COVID in Germany: Incidence rate passes 300 for first time
November 15, 2021Germany has registered a record rate of new COVID infections over the past week, according to figures released Monday.
The number of new cases per 100,000 people in the last seven days hit 303, the latest data from the Robert Koch Institute of infectious diseases (RKI) showed.
It is the first time the rate has surpassed 300 since the pandemic began and comes just one week since an unprecedented jump to over 200.
Only 67.5% of Germany's population is fully vaccinated. The highly contagious delta variant has run rampant through the unvaccinated population as the temperature drops and people stay indoors.
What are the current COVID figures in Germany?
The number of cases increased by 23,607 over the past 24 hours. The total number of cases since the beginning of the pandemic passed the 5 million mark on Sunday.
The RKI recorded 43 new coronavirus deaths in the past 24 hours, up from 33 from last Monday. The overall COVID-19 death toll in Germany now stands at 97,715.
While the number of infections have broken record after record in the ongoing fourth wave, the rate of hospitalization has yet to reach the level seen in the earlier stage of the pandemic.
On Friday, the hospitalization rate was at 4.7 people per 100,000 in the past seven days, up from 4.65 on Thursday.
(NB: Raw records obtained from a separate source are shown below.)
PR #76, opened 2023-03-06
VFS feature

trungnt2910:
This PR contains the "VFS feature" as discussed in the Discord server.

As this feature is expensive in terms of syscalls and memory, it is disabled by default.
Before this PR I've made a reasonable attempt to fix as many memory leaks as possible by running the tests with `MODE=asan`.

I've also left some more details in the commit messages.


trungnt2910:
Did this PR cause any build warning/failures? I've tested both on Cygwin and Linux and ensured that there are no build failures and/or warnings.

blink/vfs.h
```diff
@@ -0,0 +1,428 @@
...
+#define VfsTcdrain      tcdrain
+#define VfsSockatmark sockatmark
+#define VfsExecve       execve
+#define VfsMmap         mmap
+#define VfsMunmap       munmap
+#define VfsMprotect     mprotect
+#define VfsMsync        msync
+#endif
+
+#define VFS_SYSTEM_ROOT_MOUNT "/SystemRoot"
```
jart, line 426: Can we not hard code this? Shouldn't this be behind the `-C` flag?

jart (changes requested):
Please apply the changes from 6d72c93bfd8816f7c8d71e795f4141bffb4066e7 you may want to consider adding your username to `build/config.mk` so that `-Werror` is enabled in your dev environment. I don't enable it by default for obvious reasons, but it should be enabled for development.

blink/vfs.h
trungnt2910: > I don't enable it by default for obvious reasons, but it should be enabled for development.
I see that enabling this breaks the build, even after cherry-picking 6d72c93:

```
blink/disinst.c: In function ‘DisName’:
blink/disinst.c:121:37: error: array subscript has type ‘char’ [-Werror=char-subscripts]
  121 |     for (np = name; *np && (islower(*np) || isdigit(*np)); ++np) {
      |                                     ^~~
cc -fno-align-functions -fno-common -pthread -fpie -g -O2 -fno-omit-frame-pointer -fno-optimize-sibling-calls -gdwarf-2 -U_FORTIFY_SOURCE -Wall -Werror -Wno-unused-function -isystem third_party/libz -D_FILE_OFFSET_BITS=64 -D_DARWIN_C_SOURCE -D_DEFAULT_SOURCE -D_BSD_SOURCE -D_GNU_SOURCE -iquote.  -c -o o//blink/divmul.o blink/divmul.c
blink/disinst.c:121:53: error: array subscript has type ‘char’ [-Werror=char-subscripts]
  121 |     for (np = name; *np && (islower(*np) || isdigit(*np)); ++np) {
      |                                                     ^~~
```

Should I fix this?

trungnt2910: The `-C` flag is the equivalent of the `$BLINK_PREFIX` env var in this PR.
I'll edit it to respect `-C` as well.

`/SystemRoot` is a default `hostfs` mount, similar to the default `devfs` mount at `/dev` and `procfs` mount at `/proc`. This should suffice until we implement `fstab` support.

trungnt2910: I've fixed my code to respect the `-C` flag when mounting `/` as `hostfs`.
The system root `/` is still mounted to `/SystemRoot`, unless you think that I should keep that under a flag too.

jart (approved):

PR #81, opened 2023-03-12
VFS: CI and a few small bug fixes

trungnt2910:
- Added CI builds with `--enable-vfs`.
- Fixed bug when reading `/SystemRoot` on Cygwin.
- Fixed some memory leaks when handling UNIX sockets.
- Added fallback to `execve` on systems without `fexecve` in `HostfsFexecve`.


jart (approved):
Ohh so that's why `munmap_test` wasn't working. I doubt there's much we can do about that other than disabling it.

Thanks for the requested changes!

PR #88, opened 2023-03-16
VFS: Initial procfs support

trungnt2910:
This patch contains changes for procfs support, as well as fixing some bugs in the VFS system:
- Fixed some more buffer overflow bugs.
- Fixed traversing across mount boundaries.
- Fixed `errno` when doing an unsupported operation on a device. (`EPERM`, not `EOPNOTSUPP`).

Currently only a few static files (`filesystems`, `meminfo`, `mounts`, `self`, `uptime`), as well as the folder corresponding to the current process and its static contents (`cwd`, `exe`, `mounts`, `root`) are supported. For further support, `blink` must have some method to register, manage and query shared process information.

### DIFF
--- a/blink/hostfs.c
+++ b/blink/hostfs.c
@@ -128,6 +128,21 @@ cleananddie:
   return -1;
 }
 
+int HostfsReadmountentry(struct VfsDevice *device, char **spec, char **type, char **mntops) {
+  struct HostfsDevice *hostfsdevice = (struct HostfsDevice *)device->data;
+  *spec = strdup(hostfsdevice->source);
+  if (*spec == NULL) {
+    return enomem();
+  }
+  *type = strdup("hostfs");
+  if (*type == NULL) {
+    free(*spec);
+    return enomem();
+  }
+  *mntops = NULL;
+  return 0;
+}
+
 int HostfsFreeInfo(void *info) {
   struct HostfsInfo *hostfsinfo = (struct HostfsInfo *)info;
   if (info == NULL) {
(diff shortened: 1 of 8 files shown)


blink/hostfs.c
```diff
@@ -128,6 +128,21 @@ int HostfsInit(const char *source, u64 flags, const void *data,
   return -1;
 }
 
+int HostfsReadmountentry(struct VfsDevice *device, char **spec, char **type, char **mntops) {
+  struct HostfsDevice *hostfsdevice = (struct HostfsDevice *)device->data;
+  *spec = strdup(hostfsdevice->source);
+  if (*spec == NULL) {
+    return enomem();
```
jart, line 135: You can just return -1 in cases like this, because strdup already set the errno.

blink/hostfs.c
```diff
@@ -128,6 +128,21 @@ int HostfsInit(const char *source, u64 flags, const void *data,
   return -1;
 }
 
+int HostfsReadmountentry(struct VfsDevice *device, char **spec, char **type, char **mntops) {
+  struct HostfsDevice *hostfsdevice = (struct HostfsDevice *)device->data;
+  *spec = strdup(hostfsdevice->source);
```
jart, line 133: One best practice for API design in C is that the output parameters should only be modified on success. There's very few exceptions to this rule. But it's mostly an issue for public APIs.

blink/procfs.c
```diff
@@ -16,94 +16,1463 @@
...
+  *info = malloc(sizeof(struct ProcfsInfo));
+  if (*info == NULL) {
+    return enomem();
+  }
+  if (parent == NULL) {
+    **info = g_piddirinfos[0];
+    // TODO(trungnt): This should be dynamically allocated when we support
+    // more processes.
+    (*info)->ino = PROCFS_FIRST_PID_INO;
+    sprintf((*info)->name, "%d", pid);
```
jart, line 210: I recommend against using sprintf() because it's one of those functions that triggers security people and attracts attention from scanners.

jart (approved):
Thank you!

blink/procfs.c
trungnt2910: I used sprintf at that once instance as I wonder how a 32-bit int can take more than   16 chars to represent.

Issue #3488, opened 2026-06-23
v0.8.68: Unicode, CJK, and terminal-width rendering QA


Hmbown:
## Problem

Several reports point at text rendering problems that are broader than a single widget: CJK text, mixed-width Unicode, wrapped output, selector rows, and terminal-width changes can break readability or make output look incomplete.

This should be handled as an explicit QA lane after the v0.8.66 visual matrix starts landing, rather than as isolated fixes per report.

Related reports and themes:

- garbled Chinese / CJK real-time output reports
- incomplete displayed output reports
- selector and settings surfaces with width/contrast issues
- terminal-native copy including visual line breaks from wrapped output (#1853)
- narrow Windows/macOS terminal rendering differences

## Scope

Add Unicode and terminal-width QA coverage for CodeWhale TUI surfaces.

Cover:

- CJK task titles and transcript output
- mixed English/CJK rows in sidebars, modals, and selectors
- wide glyphs, combining marks, emoji, and ambiguous-width punctuation where practical
- copy/export behavior for wrapped output
- terminal resize/narrow-width behavior
- statusline and modal title truncation

## Suggested Implementation

- Add fixture strings with CJK, mixed-width Unicode, and long branch/objective names.
- Test width calculations through the same helpers used by production rendering.
- Add snapshot/golden-state cases for narrow and medium terminals.
- Ensure truncation preserves semantic prefixes/suffixes and never splits grapheme clusters.
- Audit copy behavior separately from visual wrapping.

## Acceptance Criteria

- CJK and mixed-width rows do not corrupt borders or hide key state.
- Truncation/wrapping respects display width, not byte length.
- Copy/export can preserve logical text without visual wrap artifacts where promised.
- At least one macOS Terminal-like and one Windows/PowerShell-like rendering scenario is represented by fixtures or documented manual QA.
- Known related issues are linked or moved into this lane as they are reproduced.

Hmbown:
Additional screenshot-derived Unicode/CJK case from 2026-06-23 dogfood:

The sub-agent overlay includes a running agent named `抹香鲸` next to English metadata:

- `抹香鲸  agent_e0b2dcf1  running  10+  124838ms`
- `role: implementer`
- `git: branch codex/issue-3439-zhipu-glm-fixture @ issue-3439`
- `objective: QUESTION: Add Zhipu GLM as a first-class provider-scoped ...`

[...]

PR #3641, opened 2026-06-26
fix(tui): bound agent card text width

cyq1017:
Part of #3488.

Problem:
- Delegate/fanout agent cards ignored the render width, and action truncation used character count instead of terminal display width. Mixed CJK/ASCII text could push status/detail rows past the available columns.

Change:
- Reuse the shared display-width truncation helper for agent-card headers and action/summary rows.
- Add a CJK regression fixture based on the sub-agent dogfood case.

Verification:
- cargo test -p codewhale-tui --bin codewhale-tui tui::widgets::agent_card::tests::
- cargo fmt --check
- git diff --check


Hmbown:
Thank you @cyq1017. The agent card wrapping and CJK width handling make the TUI feel much more respectful of real-world terminals and languages. Really appreciate this kind of detail work.

Issue #2967, opened 2026-06-09
telegram-bridge: streaming & resilience hardening — progress-edit, typing, MarkdownV2, chunking, offset/replay safety, backoff


Hmbown:
## Summary

The Telegram bridge (`integrations/telegram-bridge/src/index.mjs`, `src/lib.mjs`) is a deliberately minimal MVP. This issue folds the production behaviors a long-running phone bridge needs into one incremental workstream (one issue, sliced PRs — avoids issue spam). Depends on the dispatch-concurrency bug fix (#2966) landing first.

This picks up the **deferred/partial rows** of the "Telegram hardening checklist" in `docs/REMOTE_SETUP_DESIGN.md` (the doc's own note says "Revisit after `remote-setup` lands" — this is that revisit; update the table statuses as PRs land):

| Checklist row | Status in doc | Picked up here |
|---|---|---|
| Text batching + progress-edit (edit one msg vs spam) | deferred | Yes — items 1 and 4 |
| MarkdownV2 escaping + table rendering | deferred | Yes — item 3 |
| Network/connect-timeout retry | partial (generic 3s backoff) | Yes — item 6 |
| 409 polling conflict | done (flat 10s forever) | Item 6 adds escalating ladder + fatal taxonomy |
| 429 retry_after | done (poll path only) | Item 6 extends to the send path |
| Webhook mode | out of scope | Still out of scope (non-goal) |

### 1. Progress-edit streaming (one message, edited in place)

- **Gap:** deltas accumulate silently; a flush requires BOTH >3500 chars AND >15s (`src/index.mjs:577-585`), so any response under ~3500 chars is total silence between "Started turn" and the final dump (`src/index.mjs:636`). Every flush is a brand-new `sendMessage` (`src/index.mjs:802-815`); the only edit helper today is `editMessageReplyMarkup` (`src/index.mjs:825-831`).
- **Design:** first flush sends the progress message and captures its `message_id`; subsequent flushes `editMessageText` that same message with a trailing cursor marker (e.g. `▌`); flush when ~0.8s elapsed or a small content threshold accrues; on flood/rate errors back off adaptively (doubling toward ~10s), and after repeated edit failures degrade gracefully to today's append-only sends; the final edit removes the cursor and becomes the answer.

### 2. Typing indicator cadence

- **Gap:** the bridge never calls `sendChatAction` — zero feedback during the (common) silent phase of a turn.
[...]

PR #3648, opened 2026-06-26
fix(bridge): keep Telegram chunks readable

cyq1017:
Refs #2967

Problem:
- Long bridge replies were split at fixed character boundaries, which could split words and leave fenced code blocks unreadable across Telegram chunks.

Change:
- Prefer newline/whitespace split points before hard splitting.
- Close and reopen fenced code blocks across chunks while keeping each rendered chunk within the configured limit.
- Keep surrogate-pair handling covered.

Verification:
- node --test test/*.test.mjs (integrations/bridge-core)
- node --test test/*.test.mjs (integrations/telegram-bridge)
- node --test test/*.test.mjs (integrations/feishu-bridge)
- node --test test/*.test.mjs (integrations/wecom-bridge)
- node --test test/*.test.mjs (integrations/weixin-bridge)
- npm run check (integrations/bridge-core, telegram-bridge, feishu-bridge, wecom-bridge, weixin-bridge)
- git diff --check

### DIFF
--- a/integrations/bridge-core/src/lib.mjs
+++ b/integrations/bridge-core/src/lib.mjs
@@ -291,15 +291,76 @@ export function preservedChatStateFields(state = {}, fields = ["model"]) {
 
 export function splitMessage(text, maxChars = 3500) {
   const value = String(text || "");
+  const limit = Math.max(1, Math.floor(Number(maxChars) || 3500));
   const chars = Array.from(value);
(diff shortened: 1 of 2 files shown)


Hmbown:
Thank you @cyq1017. Making split bridge chunks readable is one of those fixes users feel immediately, even if it looks small in the diff. Appreciate the careful bridge UX polish.

PR #3649, opened 2026-06-26
ci: add DCO (Developer Certificate of Origin) check

pkeging:
- Add dco.yml workflow to verify Signed-off-by on all PR commits
- Add DCO section to CONTRIBUTING.md with usage instructions
- Uses pull_request_target for safe contributor PR handling

Ref: developer-certificate-of-origin (DCO)

## Testing

## Checklist

### DIFF
--- a/.github/workflows/dco.yml
+++ b/.github/workflows/dco.yml
@@ -1,0 +1,46 @@
+name: DCO
+
+on:
+  pull_request_target:
+    types: [opened, synchronize, reopened]
+
+permissions:
+  pull-requests: write
+  statuses: write
+
+jobs:
+  dco:
+    name: Check Signed-off-by
+    runs-on: ubuntu-latest
+    steps:
+      - uses: actions/checkout@v4
+        with:
+          fetch-depth: 0
+
+      - name: Check commits for Signed-off-by
+        shell: bash
+        run: |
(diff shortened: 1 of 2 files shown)


Hmbown:
Thanks @pkeging. I’m going to keep this out of the 0.8.65 release lane and treat it as post-release CI policy work.

Two reasons:

- This turns DCO into an enforcing contributor gate. Per our current stewardship rule, new contributor gates should stay dry-run unless Hunter explicitly approves enforcement.
- The workflow uses `pull_request_target` with a default `actions/checkout`, which normally checks out the base repository/ref. That means `git rev-list origin/main..HEAD` can end up validating the base branch checkout rather than the PR commit range, so the check may pass/fail for the wrong reasons.

The shape is useful, but I’d want this reworked as either a dry-run/advisory check first, or as a carefully scoped implementation that explicitly fetches the PR head safely and validates the intended commit range without running untrusted PR code.

Hmbown:
Closing as superseded by #3655, which landed the DCO workflow in advisory-only form with pull_request, PR-head checkout, merge-base commit range handling, and fork-safe checkout repository support. This avoids the enforcing/pull_request_target concerns from this first version. Thanks for starting the thread.

PR #3654, opened 2026-06-26
fix(telegram): retry transient send failures

cyq1017:
Refs #2967

Problem:
- Telegram sendMessage calls throw immediately on 429 or transient network failures.
- A failed turn update can stop the bridge stream even though the runtime turn is still active.

Change:
- Add bounded retry delays for sendMessage on 429 retry_after and short transient network failures.
- Keep non-send Telegram methods unchanged.
- Log turn update send failures after retries instead of ending the stream.

Verification:
- node --test test/*.test.mjs (integrations/telegram-bridge)
- npm run check (integrations/telegram-bridge)
- git diff --check

### DIFF
--- a/integrations/telegram-bridge/src/index.mjs
+++ b/integrations/telegram-bridge/src/index.mjs
@@ -21,7 +21,8 @@ import {
   stripGroupPrefix,
   threadListKeyboard,
   telegramIdentity,
-  telegramRetryDelayMs
+  telegramRetryDelayMs,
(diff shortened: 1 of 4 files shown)


Hmbown:
Thank you @cyq1017. The retry path is a quiet but important reliability improvement for real Telegram use, especially when transient send failures happen mid-turn. Appreciate you continuing to harden this bridge.

PR #3656, opened 2026-06-26
fix(telegram): keep typing indicator alive during turns

cyq1017:
Problem
- Telegram users do not see a typing indicator while long-running turns are streaming.
- Approval prompts should pause the indicator while the bridge waits for a user decision.

Change
- Send a bounded, non-blocking sendChatAction typing signal while turn events are streamed.
- Pause typing while an approval prompt is pending and stop it on terminal turn events.
- Thread an optional AbortSignal through Telegram API calls for the typing timeout.

Verification
- node --test test/*.test.mjs
- npm run check
- git diff --check

### DIFF
--- a/integrations/telegram-bridge/src/index.mjs
+++ b/integrations/telegram-bridge/src/index.mjs
@@ -26,6 +26,9 @@ import {
 } from "./lib.mjs";
 import { ThreadStore as CoreThreadStore } from "../../bridge-core/src/lib.mjs";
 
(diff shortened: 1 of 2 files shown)


Hmbown:
Thank you @cyq1017. This is exactly the kind of polish that makes the bridge feel alive during real use: bounded, tested, and careful around approval waits. Really appreciate the steady Telegram bridge work.

PR #3658, opened 2026-06-26
fix(telegram): persist handled update offsets

cyq1017:
## Summary
- persist the Telegram getUpdates offset in bridge state and restore it on startup
- advance the offset only after an update is handled successfully
- ignore replayed callback updates by update_id and consume resume action tokens before dispatch

Part of #2967.

## Verification
- npm test (integrations/bridge-core)
- npm run check (integrations/bridge-core)
- npm test (integrations/telegram-bridge)
- npm run check (integrations/telegram-bridge)
- git diff --check upstream/main...HEAD

### DIFF
--- a/integrations/bridge-core/src/lib.mjs
+++ b/integrations/bridge-core/src/lib.mjs
@@ -3,6 +3,14 @@ import path from "node:path";
 
 const DEFAULT_ACTION_TTL_MS = 24 * 60 * 60 * 1000;
 
+function normalizeCursorValue(value, fallback = 0) {
+  const number = Number(value);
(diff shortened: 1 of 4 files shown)


Hmbown:
Thank you @cyq1017. This is a strong correctness slice for the Telegram bridge: persisted offsets, advance-after-success handling, replay protection, and one-shot resume actions are exactly the kind of reliability work that keeps remote use from feeling spooky after restarts. Really appreciate the careful tests here.

cyq1017:
Thanks Hunter. I’ll keep the remaining Telegram bridge hardening slices in #2967 narrow and tested, and will continue to watch for overlap before opening follow-ups.

PR #3665, opened 2026-06-26
fix(telegram): debounce turn sequence writes

cyq1017:
Part of #2967.

## Summary
- debounce Telegram turn-stream `lastSeq` writes instead of saving on every SSE event
- force a final `lastSeq` flush when the stream exits so reattach can resume from the latest observed event
- cover the stream state-write behavior in the dispatch concurrency regression test

## Verification
- `npm test`
- `npm run check`
- `git diff --check upstream/main...HEAD`


Hmbown:
Thanks @cyq1017, I inspected the diff. Debouncing `lastSeq` writes with a forced final flush is a clean shape for this Telegram stream hot path, and the regression test covers the important behavior. I’m leaving it unmerged while it is still marked draft and the slow checks are running, but this looks promising once you mark it ready and the matrix is green.

PR #3679, opened 2026-06-27
ci: retry OHOS dependency graph probe

Hmbown:
## Summary
- retry the OHOS `cargo tree` dependency graph probe before failing the release drift check
- preserve the final nonzero `cargo tree` status for real dependency or package errors
- document the CI hardening in the root and TUI changelogs

## Why
The Version drift workflow failed once after the version check passed because Cargo hit a transient registry EOF while resolving `serde` for the OHOS dependency graph. Local rerun of the same script passed, so this keeps the useful drift gate while making it less brittle to one-off registry/network drops.

## Verification
- `bash -n scripts/release/check-ohos-deps.sh`
- `./scripts/release/check-ohos-deps.sh`
- forced retry path with `CODEWHALE_OHOS_DEP_PACKAGE=definitely-not-a-real-package CODEWHALE_OHOS_DEP_RETRIES=2 CODEWHALE_OHOS_DEP_RETRY_DELAY_SECONDS=0 ./scripts/release/check-ohos-deps.sh`
- `git diff --check`

### DIFF
--- a/CHANGELOG.md
+++ b/CHANGELOG.md
@@ -36,6 +36,8 @@ and this project adheres to [Semantic Versioning](https://semver.org/spec/v2.0.0
 
 ### Fixed
 
+- Hardened the OHOS dependency drift check against transient Cargo registry EOFs
+  by retrying the dependency graph probe before failing CI.
 - Updated the `/links` provider fallback to the current CodeWhale docs URL and
   added a Baidu Qianfan docs link. Harvested from #3621 by @noaft.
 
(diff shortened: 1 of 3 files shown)


Hmbown:
Thank you so much for catching this — wow. I feel a little silly for missing the zero-retry edge, and I really appreciate you taking the time to make the review this concrete. I tightened it up so `CODEWHALE_OHOS_DEP_RETRIES=0` now fails loudly instead of vacuously passing.

PR #3689, opened 2026-06-27
fix(telegram): bound polling conflict retries

cyq1017:
Summary
- replace the flat 10s Telegram getUpdates conflict retry with a bounded 15/25/35/45/55s ladder
- fail with a clear operator message when another bridge keeps owning the bot token
- add tests for the conflict delay helper and poll loop behavior

Verification
- node --test integrations/telegram-bridge/test/lib.test.mjs integrations/telegram-bridge/test/dispatch-concurrency.test.mjs
- npm test --prefix integrations/telegram-bridge
- npm run check --prefix integrations/telegram-bridge
- git diff --check

Refs #2967

### DIFF
--- a/integrations/telegram-bridge/src/index.mjs
+++ b/integrations/telegram-bridge/src/index.mjs
@@ -21,6 +21,7 @@ import {
   stripGroupPrefix,
   threadListKeyboard,
   telegramIdentity,
+  telegramPollingConflictDelayMs,
   telegramRetryDelayMs,
   telegramSendRetryDelayMs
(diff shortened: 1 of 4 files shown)


Hmbown:
Thank you @cyq1017 — this is a really thoughtful operator-experience fix. The bounded retry ladder plus a clear conflict message is much kinder than an endless flat poll loop, and I appreciate the focused tests around the helper and poll behavior. Checks are green; since it is still draft, I am leaving it unmerged for you to mark ready when comfortable.

Issue #3354, opened 2026-06-21
中文环境下，可以提供并加载中文skill，更省token


fan-wenjie:

Hmbown:
smart! thank you @fan-wenjie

Data is not recorded over the weekend.
This number reached 15.5 during the Christmas period last year.
Which areas of Germany are the worst affected?
The high levels of infection vary greatly across Germany, with several regions in eastern and southeastern Germany reporting more than 1,000 new cases per 100,000 people in the past seven days.
The incidence rate was more than seven times higher in the eastern state of Saxony than in the northern state of Schleswig-Holstein, for example.
Saxony has one of the lowest vaccination rates in the country.
Why are cases surging in Germany?
German doctor and vice president of the World Medical Association, Frank Ulrich Montgomery, laid the blame at the feet of lawmakers, telling the Rheinische Post newspaper that measures against the virus had been "too late, too half-hearted, too varied."
He added that promises that there would be no mandatory vaccinations or any further lockdowns came from a lack of understanding regarding the virus.
Montgomery called for "mandatory vacciantion everywhere where people have a duty towards those they are protecting, such as in nursing homes, hospitals or in schools. Whoever refuses, cannot work there."
The chairwoman of the Margburger Bund doctors' union, Susanne Johna, also criticized political failings, saying that warnings of a surge in infections made in summer had been ignored.
"Warnings were dismissed as scaremongering. Urgent advice was ignored during the election campaign because it was obviously not politically desirable," she told public broadcaster Tagesschau.